Dataset content ▸
+++

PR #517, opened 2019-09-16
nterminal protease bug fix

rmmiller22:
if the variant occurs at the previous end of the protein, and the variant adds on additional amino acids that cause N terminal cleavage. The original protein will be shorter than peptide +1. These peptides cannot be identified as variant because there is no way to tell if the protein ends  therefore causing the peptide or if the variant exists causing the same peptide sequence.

+++

Task description ▸ All lines of the data are to be repeated exactly as they stand.

Completed exercise ▸
PR #517, opened 2019-09-16
nterminal protease bug fix

rmmiller22:
if the variant occurs at the previous end of the protein, and the variant adds on additional amino acids that cause N terminal cleavage. The original protein will be shorter than peptide +1. These peptides cannot be identified as variant because there is no way to tell if the protein ends  therefore causing the peptide or if the variant exists causing the same peptide sequence.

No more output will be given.